- [DATA FOR THE TASK]:

PR #103, opened 2026-05-13
feat(signal-test): scroll viewport + ezme.sh URI for SIGT DMs

xtr-bas:
## Summary
- Wrap the signal test screen below the title bar in a `ui.scroll` container so the Start/Stop button is reachable on the 240 px screen via trackball, UP/DOWN, or finger drag instead of being clipped under the chart.
- Replace the `[SIGT]P <nonce>` / `[SIGT]R <nonce>` DM text with a new sharing verb `https://ezme.sh/#sigt/v1?k=<P|R>&n=<nonce>`, matching how contact / channel-invite / time shares already ride the DM path.
- Add `sharing.is_protocol_message` and use it to filter SIGT pingpong DMs out of `dm.get_conversations` last-message previews, the DM thread view, unread counts, and DM toast notifications, so an active DM-mode test no longer reshuffles the chat list, spams toasts, or buries real chat under protocol carriers.

## Test plan
- [x] `pio run` builds clean.
- [x] On-device: open Signal Test, press DOWN — Start button auto-scrolls into view.
- [x] `sharing.encode_sigt("P", "abc1234")` round-trips through `sharing.parse` and `sharing.is_protocol_message` returns `true`; plain text and other share kinds (time) return `false`.
- [ ] Two devices: run a DM-mode test; confirm chat list preview and unread badge ignore the pingpong, then `p` purges the SIGT entries from history as before.

### DIFF
--- a/lua/boot.lua
+++ b/lua/boot.lua
@@ -244,6 +244,10 @@ local function boot_sequence()
     -- with that contact -- the screen itself shows the new bubble.
     ez.bus.subscribe("dm/message", function(_topic, msg)
         if type(msg) ~= "table" or msg.is_self then return end
+        -- Protocol-carrier DMs (signal-test pingpong) decrypt
+        -- successfully but aren't messages the user wrote, so they
+        -- must not raise a notification toast.
+        if require("services.sharing").is_protocol_message(msg) then return end
         local key  = msg.sender_key
         local name = msg.sender_name or "Unknown"
         local body = msg.text and msg.text:sub(1, 80) or nil
--- a/lua/screens/chat/dm_conversation.lua
+++ b/lua/screens/chat/dm_conversation.lua
@@ -369,7 +369,20 @@ function DMConversation:build(state)
     local msgs = dm_svc.get_history(key)
     local content_items = {}
 
-    if #msgs == 0 then
+    -- Hide signal-test pingpong DMs from the conversation view. They
+    -- still live in history (the tester's `p` shortcut purges them on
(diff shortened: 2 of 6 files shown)


xtr-bas:
Addressed both review comments in d92b953:

**1. Silent-send vector (`is_protocol_message` on raw text).**
Replaced the text scan with a stamped `msg.protocol` field. Stamping happens in `direct_messages` at the DM seam, gated on `signal_test.matches_protocol(msg)` -- which only returns true while the signal-test screen is open. A SIGT-shaped DM arriving outside an active test goes through the normal chat path (toast, unread badge, bubble), so a peer hand-typing the URL no longer disappears.

`dm.send` now accepts an `opts.protocol` so outbound SIGT pings/replies stamp themselves at the originator. The flag is persisted to disk so stamps survive reboots.

**2. Legacy `[SIGT]P/R <nonce>` entries stranded after upgrade.**
`signal_test.parse_dm` now accepts both the URL form and the legacy text form. `purge_dm_history` reuses `parse_dm`, so the `p` shortcut in the test screen cleans up either format. `matches_protocol` also walks both forms while a test is active, so legacy bubbles get classified back into protocol-hidden state when the operator re-opens the screen.

Smoke-tested on device:
- `is_protocol_message({ text = "https://ezme.sh/#sigt/v1?k=P&n=x" })` → `false` (no stamp)
- `is_protocol_message({ text = "anything", protocol = "sigt" })` → `true`
- `matches_protocol(url)` while active → `true`; while inactive → `false`
- `matches_protocol(legacy)` while active → `true`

- [WORK TASK]:
Copy out each line of the material above that holds the word "msgs".

- [OUTPUT FOR THIS TASK]:
     local msgs = dm_svc.get_history(key)
-    if #msgs == 0 then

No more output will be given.